Several Indian analysts have been critical of the NFU posture since its
acceptance by the government. Recently, Lt Gen (Retd) BS Nagal, former
C-in-C, Strategic Forces Command (SFC), has questioned the efficacy of
the NFU doctrine. According to him, “It is time to review our policy of
NFU… (the) choices are ambiguity or first use.” He gives six reasons for
seeking a change: NFU implies acceptance of large-scale destruction in a
first strike; the Indian public is not in sync with the government’s
NFU policy and the nation is not psychologically prepared; it would be
morally wrong - the leadership has no right to place the population ‘in
peril’; NFU allows the adversary’s nuclear forces to escape punishment
as retaliatory strikes will have to be counter value in nature; an
elaborate and costly ballistic missiles defence (BMD) system would be
required to defend against a first strike; and, escalation control is
not possible once nuclear exchanges begin. (“Checks and Balances”,
Force, June 2014.)
The most common scenarios normally considered appropriate for first use
include first use by way of pre-emption based on intelligence warning,
or during launch on warning (LoW) or launch through attack (LTA). In all
of these, there are no easy answers to some obvious questions: What if
intelligence regarding an imminent first strike is wrong? Can the
destruction of the adversary’s cities be justified on suspicion of
imminent launch? The adversary’s surviving nuclear weapons will be
employed to successfully target major Indian cities. Is it worth risking
Delhi, Mumbai and other cities for dubious gains?
Major military reverses during war are also offered as a justifiable
reason for the first use of nuclear weapons. In none of the traditional
worst-case scenarios, for example the cutting off of the Pathankot-Jammu
national highway NH-1A somewhere near Samba by the Pakistan army, is
the situation likely to become so critical as to justify escalation to
nuclear levels by way of a first strike as sufficient reserves are
available to restore an adverse situation.
The NFU posture is strategically logical and rational on several counts.
It has led to major diplomatic gains, including the lifting of
sanctions, civil nuclear cooperation agreements and accommodation in
multilateral nuclear export control regimes. Most of these gains will be
frittered away if India opts for first use. Complex command and control
and sophisticated intelligence, surveillance and reconnaissance (ISR)
systems are necessary for a first use posture. A first use posture will
deny India the opportunity to engage in conventional warfare below the
nuclear threshold if it becomes necessary. First use will lower the
nuclear threshold and make the use of tactical nuclear weapons (TNWs)

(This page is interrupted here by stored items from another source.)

PR #171, opened 2017-01-29
QUICKSTEP-68 Reorder intermediate relations'  attributes to improve copy performance.

jianqiao:
Currently, all the intermediate relations (i.e. temporary relations created during query execution) have `SPLIT_ROW_STORE` layouts. One existing optimization that improves copy performance for `SPLIT_ROW_STORE` layout is that, if two (or more) attributes are consecutive in both the source relation and the destination relation, then we can memory-copy the attributes' byte stream with just one `std::memcpy` call.

This PR is a complementary improvement that it adjusts the ordering of the attributes in the physical plan to maximize the opportunity of copying consecutive attributes – i.e. to minimize the number of `std::memcpy` calls.

This PR uses a simple greedy algorithm to reorder the attributes, which works well with SSB/TPCH workloads. The algorithm may be further improved later.

The feature can be turned on/off (default is **on**) with the `-reorder_columns` flag.

### DIFF
--- a/query_optimizer/PhysicalGenerator.cpp
+++ b/query_optimizer/PhysicalGenerator.cpp
@@ -28,6 +28,7 @@
 #include "query_optimizer/physical/Physical.hpp"
 #include "query_optimizer/rules/AttachLIPFilters.hpp"
 #include "query_optimizer/rules/PruneColumns.hpp"
+#include "query_optimizer/rules/ReorderColumns.hpp"
 #include "query_optimizer/rules/StarSchemaHashJoinOrderOptimization.hpp"
 #include "query_optimizer/rules/SwapProbeBuild.hpp"
 #include "query_optimizer/strategy/Aggregate.hpp"
@@ -43,6 +44,10 @@
 
 namespace quickstep {
 namespace optimizer {
+
+DEFINE_bool(reorder_columns, true,
+            "Adjust the ordering of intermediate relations' columns to improve "
+            "copy performance.");
 
 DEFINE_bool(reorder_hash_joins, true,
             "If true, apply hash join order optimization to each group of hash "
@@ -108,6 +113,13 @@ P::PhysicalPtr PhysicalGenerator::optimizePlan() {
     rules.emplace_back(new PruneColumns());
   } else {
     rules.emplace_back(new SwapProbeBuild());
+  }
+  if (FLAGS_reorder_columns) {
+    // NOTE(jianqiao): This optimization relies on the fact that the intermediate
+    // relations all have SPLIT_ROW_STORE layouts. If this fact gets changed, the
+    // optimization algorithm may need to be updated and the performance impact
+    // should be re-evaluated.
+    rules.emplace_back(new ReorderColumns());
   }
   if (FLAGS_use_lip_filters) {
     rules.emplace_back(new AttachLIPFilters());
--- a/query_optimizer/rules/ReorderColumns.cpp
+++ b/query_optimizer/rules/ReorderColumns.cpp
@@ -1,0 +1,214 @@
+/**
+ * Licensed to the Apache Software Foundation (ASF) under one
+ * or more contributor license agreements.  See the NOTICE file
+ * distributed with this work for additional information
+ * regarding copyright ownership.  The ASF licenses this file
+ * to you under the Apache License, Version 2.0 (the
+ * "License"); you may not use this file except in compliance
+ * with the License.  You may obtain a copy of the License at
+ *
+ *   http://www.apache.org/licenses/LICENSE-2.0
+ *
+ * Unless required by applicable law or agreed to in writing,
+ * software distributed under the License is distributed on an
+ * "AS IS" BASIS, WITHOUT WARRANTIES OR CONDITIONS OF ANY
+ * KIND, either express or implied.  See the License for the
+ * specific language governing permissions and limitations
+ * under the License.
+ **/
+
+#include "query_optimizer/rules/ReorderColumns.hpp"
+
+#include <algorithm>
+#include <cstddef>
+#include <limits>
+#include <unordered_map>
+#include <vector>
+
+#include "query_optimizer/expressions/AttributeReference.hpp"
+#include "query_optimizer/expressions/ExprId.hpp"
+#include "query_optimizer/expressions/NamedExpression.hpp"
+#include "query_optimizer/physical/HashJoin.hpp"
+#include "query_optimizer/physical/PatternMatcher.hpp"
+#include "query_optimizer/physical/Physical.hpp"
+#include "query_optimizer/physical/PhysicalType.hpp"
+#include "query_optimizer/physical/Selection.hpp"
+#include "query_optimizer/physical/TableReference.hpp"
+
+#include "glog/logging.h"
+
+namespace quickstep {
+namespace optimizer {
+
+namespace E = ::quickstep::optimizer::expressions;
+namespace P = ::quickstep::optimizer::physical;
+
+P::PhysicalPtr ReorderColumns::apply(const P::PhysicalPtr &input) {
+  DCHECK(input->getPhysicalType() == P::PhysicalType::kTopLevelPlan);
+
+  return applyInternal(input, true);
+}
+
+P::PhysicalPtr ReorderColumns::applyInternal(const P::PhysicalPtr &input,
+                                             const bool lock_ordering) {
+  // We have to guarantee that the top level ordering of the columns remain
+  // unchanged so that the output columns are ordered as specified by the user.
+  // So here we use the flag "lock_ordering" to skip the first transformable
+  // node (i.e. the first Selection or HashJoin).
+  const bool is_not_transformable = !IsTransformable(input);
+  const bool skip_transform = lock_ordering || is_not_transformable;
+
+  if (skip_transform) {
+    std::vector<P::PhysicalPtr> new_children;
+    for (const P::PhysicalPtr &child : input->children()) {
+      new_children.emplace_back(applyInternal(child, lock_ordering && is_not_transformable));
+    }
+
+    if (new_children != input->children()) {
+      return input->copyWithNewChildren(new_children);
+    } else {
+      return input;
+    }
+  }
+
+  // Collect the maximal chain of transformable nodes.
+  std::vector<P::PhysicalPtr> nodes;
+  for (P::PhysicalPtr node = input; IsTransformable(node); node = node->children().front()) {
+    nodes.emplace_back(node);
+  }
+  // Arrange the nodes with bottom-up order.
+  std::reverse(nodes.begin(), nodes.end());
+
+  // A greedy algorithm that reorders the output attributes based on the GEN/KILL
+  // intervals. This algorithm works well with SSB/TPCH queries and is not likely
+  // to make the plans worse for whatever queries.
+  //
+  // Here is a brief explanation of the three data structure base/gen/kill.
+  //   (1) base: maps each attribute's id to its position in the BASE relation's
+  //             output attributes. Note that the base relation is the child
+  //             relation of nodes[0].
+  //   (2) gen:  maps each attribute's id to the MINIMUM index i such that the
+  //             attribute is among nodes[i]'s output attributes. I.e. node i
+  //             GENERATEs the attribute.
+  //   (3) kill: maps each attribute's id to the MAXIMUM index i such that the
+  //             attribute is among nodes[i]'s output attributes. I.e. node i+1
+  //             KILLs the attribute.
+  std::unordered_map<E::ExprId, std::size_t> base, gen, kill;
+
+  const P::PhysicalPtr base_node =
+      applyInternal(nodes.front()->children().front(), false);
+  const std::vector<E::AttributeReferencePtr> base_attrs =
+      base_node->getOutputAttributes();
+  for (std::size_t i = 0; i < base_attrs.size(); ++i) {
+    base.emplace(base_attrs[i]->id(), i);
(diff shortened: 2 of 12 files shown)


query_optimizer/rules/ReorderColumns.cpp
```diff
@@ -0,0 +1,205 @@
...
+      case P::PhysicalType::kSelection: {
+        project_expressions =
+            std::static_pointer_cast<const P::Selection>(node)->project_expressions();
+        break;
+      }
+      default:
+        LOG(FATAL) << "Unsupported physical type";
+    }
+
+    std::sort(project_expressions.begin(), project_expressions.end(), comparator);
```
zuyu: [Code style](https://google.github.io/styleguide/cppguide.html#Lambda_expressions): move the `comparator` lambda expression as a part of calling `sort`:

```
std::sort(v.begin(), v.end(), [](int x, int y) {
  return Weight(x) < Weight(y);
});
```

query_optimizer/PhysicalGenerator.cpp
```diff
@@ -109,6 +114,13 @@ P::PhysicalPtr PhysicalGenerator::optimizePlan() {
   } else {
     rules.emplace_back(new SwapProbeBuild());
   }
+  if (FLAGS_reorder_columns) {
+    // NOTE(jianqiao): This optimization relies on the fact that the intermediate
+    // relations all have SPLIT_ROW_STORE layouts. If this fact gets changed, the
+    // optimization algorithm may need to be updated and the performance impact
+    // should be re-evaluated.
```
zuyu: I suggest to check this assumption in `ReorderColumns::IsTransformable`, so we could remove this comment here.

query_optimizer/rules/ReorderColumns.cpp
```diff
@@ -0,0 +1,205 @@
...
+  // A greedy algorithm that reorders the output attributes based on the GEN/KILL
+  // intervals. This algorithm works well with SSB/TPCH queries and is not likely
+  // to make the plans worse for whatever queries.
+  std::unordered_map<E::ExprId, std::size_t> base, gen, kill;
+
+  const P::PhysicalPtr base_node =
+      applyInternal(nodes.front()->children().front(), false);
+  P::TableReferencePtr base_table;
+  if (P::SomeTableReference::MatchesWithConditionalCast(base_node, &base_table)) {
+  }
```
zuyu: Unused `base_table ` and do nothing in the if-case?

query_optimizer/rules/ReorderColumns.cpp
```diff
@@ -0,0 +1,205 @@
...
+  std::vector<P::PhysicalPtr> nodes;
+  for (P::PhysicalPtr node = input; IsTransformable(node); node = node->children().front()) {
+    nodes.emplace_back(node);
+  }
+  std::reverse(nodes.begin(), nodes.end());
+
+  // A greedy algorithm that reorders the output attributes based on the GEN/KILL
+  // intervals. This algorithm works well with SSB/TPCH queries and is not likely
+  // to make the plans worse for whatever queries.
+  std::unordered_map<E::ExprId, std::size_t> base, gen, kill;
```
zuyu: Please add more comments about the usage for both `gen` and `kill`, i.e., why calling `kill`?

query_optimizer/rules/ReorderColumns.cpp
```diff
@@ -0,0 +1,205 @@
...
+    const std::size_t rhs_kill = kill.at(rhs_id);
+    if (lhs_kill != rhs_kill) {
+      return lhs_kill < rhs_kill;
+    }
+
+    // Finally by the ordering in the base relaton.
+    const auto lhs_base_it = base.find(lhs_id);
+    const auto rhs_base_it = base.find(rhs_id);
+    const std::size_t lhs_base =
+        lhs_base_it == base.end() ? std::numeric_limits<std::size_t>::max()
```
zuyu: Optionally, if `lhs_base_it` is not found, we could simply return the size of `base`, instead of the max value.

relational_operators/HashJoinOperator.cpp
```diff
@@ -63,6 +65,9 @@ namespace quickstep {
 
 namespace {
 
+typedef std::vector<std::pair<tuple_id, tuple_id>> VectorOfPairs;
+typedef std::pair<std::vector<tuple_id>, std::vector<tuple_id>> PairOfVectors;
```
zuyu: Suggest to rename to `VectorOfTupleIdPair` and `PairOfTupleIdVector`, respectively.

relational_operators/HashJoinOperator.cpp
```diff
@@ -484,7 +565,38 @@ void HashInnerJoinWorkOrder::execute() {
   const relation_id build_relation_id = build_relation_.getID();
   const relation_id probe_relation_id = probe_relation_.getID();
 
-  for (std::pair<const block_id, std::pair<std::vector<tuple_id>, std::vector<tuple_id>>>
+  // Create a map of ValueAccessors and what attributes we want to pick from them.
+  std::vector<std::pair<ValueAccessor *, std::vector<attribute_id>>> accessor_attribute_map;
+  const std::size_t build_index = 0, probe_index = 1, temp_index = 2;
+  for (std::size_t i = 0; i < 3; ++i) {
```
zuyu: Please replace the magic number `3` with some constant like `kNumIndexes`.

Also please rename above three `indexes` to `kBuildIndex`, `kProbeIndex`, and `kTempIndex`, respectively.

relational_operators/HashJoinOperator.cpp
```diff
@@ -484,7 +565,38 @@ void HashInnerJoinWorkOrder::execute() {
...
+    accessor_attribute_map.emplace_back(
+        nullptr /* place holder */,
```
zuyu: Change the comment to `place holder for a late binding ValueAccessor`.

relational_operators/HashJoinOperator.cpp
```diff
@@ -504,123 +616,61 @@ void HashInnerJoinWorkOrder::execute() {
...
 
     // We also need a temp value accessor to store results of any scalar expressions.
     ColumnVectorsValueAccessor temp_result;
+    if (!non_trivial_expressions.empty()) {
+      // The getAllValuesForJoin function below needs joined tuple IDs as a
+      // vector of pair of (build-tuple-ID, probe-tuple-ID), and we have a pair
+      // of (build-tuple-IDs-vector, probe-tuple-IDs-vector). So we'll have to
+      // zip our two vectors together.
+      VectorOfPairs zipped_joined_tuple_ids;
+      zipped_joined_tuple_ids.reserve(build_tids.size());
```
zuyu: Please remove this line, as its effect is duplicated after executing the following `looped emplace_back`.

query_optimizer/rules/ReorderColumns.cpp
```diff
@@ -0,0 +1,205 @@
...
+  // So here we use the flag "lock_ordering" to skip the first transformable
+  // node (i.e. the first Selection or HashJoin).
+  const bool is_not_transformable = !IsTransformable(input);
+  const bool skip_transform = lock_ordering || is_not_transformable;
+  lock_ordering = lock_ordering && is_not_transformable;
+
+  if (skip_transform) {
+    std::vector<P::PhysicalPtr> new_children;
+    for (const P::PhysicalPtr &child : input->children()) {
+      new_children.emplace_back(applyInternal(child, lock_ordering));
```
zuyu: Implementation tricks: I think we could still mark the `lock_ordering` argument `const`, while keeping the same semantics by `new_children.emplace_back(applyInternal(child, lock_ordering && is_not_transformable));`.

query_optimizer/rules/ReorderColumns.cpp
```diff
@@ -0,0 +1,205 @@
...
+      return input;
+    }
+  }
+
+  // Collect the maximal chain of transformable nodes.
+  std::vector<P::PhysicalPtr> nodes;
+  for (P::PhysicalPtr node = input; IsTransformable(node); node = node->children().front()) {
+    nodes.emplace_back(node);
+  }
+  std::reverse(nodes.begin(), nodes.end());
```
zuyu: Please add a comment regarding the order in `nodes`, i.e., `bottom-up`.

query_optimizer/rules/ReorderColumns.hpp
```diff
@@ -0,0 +1,75 @@
...
+
+  DISALLOW_COPY_AND_ASSIGN(ReorderColumns);
+};
+
+/** @} */
+
+}  // namespace optimizer
+}  // namespace quickstep
+
+#endif /* QUICKSTEP_QUERY_OPTIMIZER_RULES_REORDER_COLUMNS_HPP_ */
```
zuyu: Code style: `#endif  // QUICKSTEP_QUERY_OPTIMIZER_RULES_REORDER_COLUMNS_HPP_`

relational_operators/HashJoinOperator.cpp
```diff
@@ -20,6 +20,7 @@
 #include "relational_operators/HashJoinOperator.hpp"
 
 #include <algorithm>
+#include <map>
```
zuyu: Could you please point out the location of using `map` in this file? I could not find it.

relational_operators/HashJoinOperator.cpp
```diff
@@ -504,123 +616,61 @@ void HashInnerJoinWorkOrder::execute() {
...
+                                                          build_accessor.get(),
+                                                          probe_relation_id,
+                                                          probe_accessor,
+                                                          zipped_joined_tuple_ids));
       }
-      ++dest_attr;
     }
 
+    // We now create ordered value accessors for both build and probe side,
+    // using the joined tuple TIDs.
```
zuyu: Change from `TIDs` to `IDs`? I guess `TID` means `tuple id`.

storage/ValueAccessor.hpp
```diff
@@ -305,6 +305,21 @@ class ValueAccessor {
       const TupleIdSequence &id_sequence) = 0;
 
   /**
+   * @brief Create a new OrderedTupleIdSequenceAdapterValueAccessor that wraps
+   *        this ValueAccessor.
```
zuyu: Please add more comments explaining the `SharedOrderedTupleIdSequence`. Thanks!

query_optimizer/rules/ReorderColumns.cpp
jianqiao: Updated.

query_optimizer/rules/ReorderColumns.cpp
jianqiao: Updated.

query_optimizer/rules/ReorderColumns.cpp
jianqiao: Updated.

query_optimizer/rules/ReorderColumns.cpp
jianqiao: Removed.

query_optimizer/rules/ReorderColumns.cpp
jianqiao: That's true. I think it's ok to stick to max.

relational_operators/HashJoinOperator.cpp
jianqiao: Removed.

relational_operators/HashJoinOperator.cpp
jianqiao: Updated.

relational_operators/HashJoinOperator.cpp
jianqiao: `reserve` is for pre-allocating memory and avoids buffer reallocation during the loop.

relational_operators/HashJoinOperator.cpp
jianqiao: Updated.

query_optimizer/rules/ReorderColumns.hpp
jianqiao: Updated.

storage/ValueAccessor.hpp
jianqiao: `SharedOrderedTupleIdSequence` has its header comments at `ValueAccessor.hpp` line 548.

jianqiao: `OrderedTupleIdSequenceAdapterValueAccessor` has its header comments at `ValueAccessor.hpp` line 548.
`OrderedTupleIdSequence` has its parameter comment below.

relational_operators/HashJoinOperator.cpp
jianqiao: Updated.

relational_operators/HashJoinOperator.cpp
jianqiao: Updated.

query_optimizer/PhysicalGenerator.cpp
jianqiao: Currently this cannot be checked because the temporary relations' layouts are generated in `ExecutionGenerator` when they get created.

In the future we will reason about the layouts during query optimization and add corresponding data structures.

query_optimizer/rules/ReorderColumns.cpp
jianqiao: Added a TODO there.

storage/ValueAccessor.hpp
zuyu: I understand `OrderedTupleIdSequence`, but was wondering what does `Shared` mean here.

more likely. And, South Asia will again be dubbed a ‘nuclear
flashpoint’; this will encourage international meddling and will
discourage investment.
Deterrence is ultimately a mind game. The essence of deterrence is that
it must not be allowed to break down. India’s nuclear doctrine must
enhance and not undermine nuclear deterrence. It emerges clearly that
NFU is still an appropriate posture for India’s nuclear doctrine.
However, the word ‘massive’ in the government statement should be
substituted with ‘punitive’ as massive is not credible and limits
retaliatory options. The threat of nuclear retaliation against chemical
and biological attack should be dropped from the doctrine. The
credibility of India’s nuclear doctrine needs to be substantially
enhanced through appropriate signalling.